Mispronunciation Detection of Basic Quranic Recitation Rules using Deep Learning

In Islam, readers must apply a set of pronunciation rules called Tajweed rules to recite the Quran in the same way that the angel Jibrael taught the Prophet, Muhammad. The traditional process of learning the correct application of these rules requires a human who must have a license and great experience to detect mispronunciation. Due to the increasing number of Muslims around the world, the number of Tajweed teachers is not enough nowadays for daily recitation practice for every Muslim. Therefore, lots of work has been done for automatic Tajweed rules' mispronunciation detection to help readers recite Quran correctly in an easier way and shorter time than traditional learning ways. All previous works have three common problems. First, most of them focused on machine learning algorithms only. Second, they used private datasets with no benchmark to compare with. Third, they did not take into consideration the sequence of input data optimally, although the speech signal is time series. To overcome these problems, we proposed a solution that consists of Mel-Frequency Cepstral Coefficient (MFCC) features with Long Short-Term Memory (LSTM) neural networks which use the time series, to detect mispronunciation in Tajweed rules. In addition, our experiments were performed on a public dataset, the QDAT dataset, which contains more than 1500 voices of the correct and incorrect recitation of three Tajweed rules (Separate stretching , Tight Noon , and Hide ). To the best of our knowledge, the QDAT dataset has not been used by any research paper yet. We compared the performance of the proposed LSTM model with traditional machine learning algorithms used in SoTA. The LSTM model with time series showed clear superiority over traditional machine learning. The accuracy achieved by LSTM on the QDAT dataset was 96%, 95%, and 96% for the three rules (Separate stretching, Tight Noon, and Hide), respectively.

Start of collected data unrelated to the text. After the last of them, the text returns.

PR #3126, opened 2026-04-21
add initial tests for ScheduleFinderLive

thecristen:
We punted on writing unit tests for this particular file earlier, because we have lots of other unit tests covering the more critical functions being called in `ScheduleFinderLive`.

This is just an initial crack at it -- it only covers the file somewhere between 30-40% so there'll be more tests to come!

- There's a little refactoring on how services are handled, because it was too hard to test otherwise (the underlying functions weren't being called a consistent number of times). The service picker _should_ work the same way as before, though
- There're other unrelated test changes I just noticed while running tests over and over

---
  - https://app.asana.com/0/0/1212779092699529

### DIFF
--- a/test/dotcom_web/live/schedule_finder_live_test.exs
+++ b/test/dotcom_web/live/schedule_finder_live_test.exs
@@ -1,0 +1,344 @@
+defmodule DotcomWeb.ScheduleFinderLiveTest do
+  use DotcomWeb.ConnCase, async: true
+
+  import DotcomWeb.Router.Helpers, only: [live_path: 2, live_path: 3]
+  import Mox
+  import Phoenix.LiveViewTest
+  import Test.Support.Generators.DateTime, only: [random_date_time: 0]
+
+  alias DotcomWeb.ScheduleFinderLive
+  alias Test.Support.Factories
+  alias Test.Support.FactoryHelpers
+
+  setup :verify_on_exit!
+
+  setup _ do
+    cache = Application.get_env(:dotcom, :cache)
+    cache.flush()
+
+    stub_with(Dotcom.Utils.DateTime.Mock, Dotcom.Utils.DateTime)
+
+    :ok
+  end
+
+  test "loads, fetching route info", %{conn: conn} do
+    route_id = FactoryHelpers.build(:id)
+    stop_id = FactoryHelpers.build(:id)
+    direction_id = FactoryHelpers.build(:direction_id)
+
+    # The LiveView lifecycle calls mount/3 twice, hence these are run twice
+    expect(Dotcom.ScheduleFinder.Mock, :current_alerts, 2, fn stop, route ->
+      assert stop.id == stop_id
+      assert route.id == route_id
+      []
+    end)
+
+    expect(Routes.Repo.Mock, :get, 2, fn ^route_id ->
+      Factories.Routes.Route.build(:route, %{id: route_id})
+    end)
+
+    expect(Services.Repo.Mock, :by_route_id, 2, fn ^route_id ->
+      Factories.Services.Service.build_list(5, :service)
+    end)
+
+    expect(Stops.Repo.Mock, :get, 2, fn ^stop_id ->
+      Factories.Stops.Stop.build(:stop, %{id: stop_id})
+    end)
+
+    path =
+      live_path(conn, ScheduleFinderLive,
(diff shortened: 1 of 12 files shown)


test/dotcom_web/live/schedule_finder_live_test.exs
```diff
@@ -0,0 +1,344 @@
...
+          route: route
+        )
+
+      assert html =~
+               ~s(<a href=\"/schedules/#{route.id}?schedule_direction[direction_id]=#{direction_id}\")
+
+      assert html =~ route.name
+      assert html =~ route.direction_names[direction_id]
+      assert html =~ "towards"
+      assert html =~ route.direction_destinations[direction_id]
```
joshlarson: **Issue:** String-matching on HTML directly makes tests brittle. We have [prior art for subway status tests](https://github.com/mbta/dotcom/blob/47f6cb6120684f8a7c43a6b20645544f8bd4b7de/test/dotcom_web/components/system_status/subway_status_test.exs) that show how we can use Floki and `data-test` attributes to make the tests target the specific parts of the page that they're interested in.

test/dotcom_web/live/schedule_finder_live_test.exs
```diff
@@ -0,0 +1,344 @@
...
+
+    # It will get called again!
+    expect(Dotcom.ScheduleFinder.Mock, :current_alerts, 1, fn _, _ ->
+      Factories.Alerts.Alert.build_list(1, :alert_for_informed_entity,
+        informed_entity: %{direction_id: nil}
+      )
+    end)
+
+    # Send out alert update
+    DotcomWeb.Endpoint.broadcast("alerts", "alerts_updated", [])
```
joshlarson, line 204: This is cool!

test/dotcom_web/live/schedule_finder_live_test.exs
```diff
@@ -0,0 +1,344 @@
...
+  describe "Daily Departures (non-subway)" do
+    test "loads & shows individual departures", %{conn: conn} do
+      departures =
+        2
+        |> Faker.random_between(20)
+        |> Factories.ScheduleFinder.build_list(:daily_departure)
+
+      expect(Dotcom.ScheduleFinder.Mock, :daily_departures, 2, fn _, _, _, _ ->
+        {:ok, departures}
+      end)
```
joshlarson, line 276: **Issue:** Especially for daily schedules and _espcially_ for upcoming departures, I think we gain most of our value by asserting on a pipeline that goes all the way through `Schedules` --> `ScheduleFinder.daily_schedules` --> `HTML`. Mocking the logicky bits feels to me like we lose a huge amount of the value that we otherwise could get here, and also prevents us from changing the `DailySchedules` (or `UpcomingDepartures`) interface.

test/support/factories/routes/route.ex
```diff
@@ -69,8 +69,8 @@ defmodule Test.Support.Factories.Routes.Route do
       long_name: Faker.Company.catch_phrase(),
       color: Faker.Color.rgb_hex(),
       direction_destinations: %{
-        0 => Faker.Address.street_address(),
-        1 => Faker.Address.street_address()
+        0 => Faker.Address.state(),
+        1 => Faker.Address.state()
```
joshlarson, line 73: `Green Line C Branch Westbound to Oregon`

Image

joshlarson (changes requested):
I haven't finished an in-depth review here, but had a few first impressions that could be worth discussion.

I'm marking request changes, but this definitely falls into the _request_ changes category, rather than _demand_ changes; I'm open to being persuaded that this approach is good, either for now or for the long-term.

test/dotcom_web/live/schedule_finder_live_test.exs
thecristen: Added a commit to improve on this! [62af67f](https://github.com/mbta/dotcom/pull/3126/commits/62af67ffc462c84b8cc3ef21f34f147217c49fd3)

test/dotcom_web/live/schedule_finder_live_test.exs
thecristen: I'm going to leave this as is for now and we can revisit it if desired.

joshlarson (approved):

翻译：在伊斯兰教中，诵读者必须遵循一套名为"泰吉威德"（Tajweed）规则的发音规范，以天使吉卜利勒（Jibrael）教导先知穆罕默德的方式诵读《古兰经》。传统上，学习正确运用这些规则需要由持有资质且经验丰富的人类教师来检测错读。随着全球穆斯林人口的持续增长，目前泰吉威德教师数量已无法满足每位穆斯林每日诵读练习的需求。为此，大量研究致力于实现泰吉威德规则错读的自动检测，帮助诵读者以更便捷、更高效的方式正确诵读《古兰经》。现有研究普遍存在三个问题：其一，多数研究仅采用机器学习算法；其二，使用私有数据集导致缺乏基准对比；其三，尽管语音信号具有时序特性，但现有方法未充分优化输入数据的序列化处理。为解决上述问题，我们提出一种基于梅尔频率倒谱系数（MFCC）特征与长短期记忆（LSTM）神经网络的解决方案，利用LSTM的时序建模能力检测泰吉威德规则错读。实验采用公开数据集QDAT（包含1500余条三种泰吉威德规则——"分延律"、"鼻化律"与"隐藏律"的正确与错误诵读语音数据），据我们所知，目前尚无研究使用过该数据集。我们将所提LSTM模型的性能与当前最优（SoTA）传统机器学习算法进行对比，结果表明：引入时序建模的LSTM模型显著优于传统机器学习方法。在QDAT数据集上，LSTM对"分延律"、"鼻化律"与"隐藏律"三种规则的检测准确率分别达到96%、95%和96%。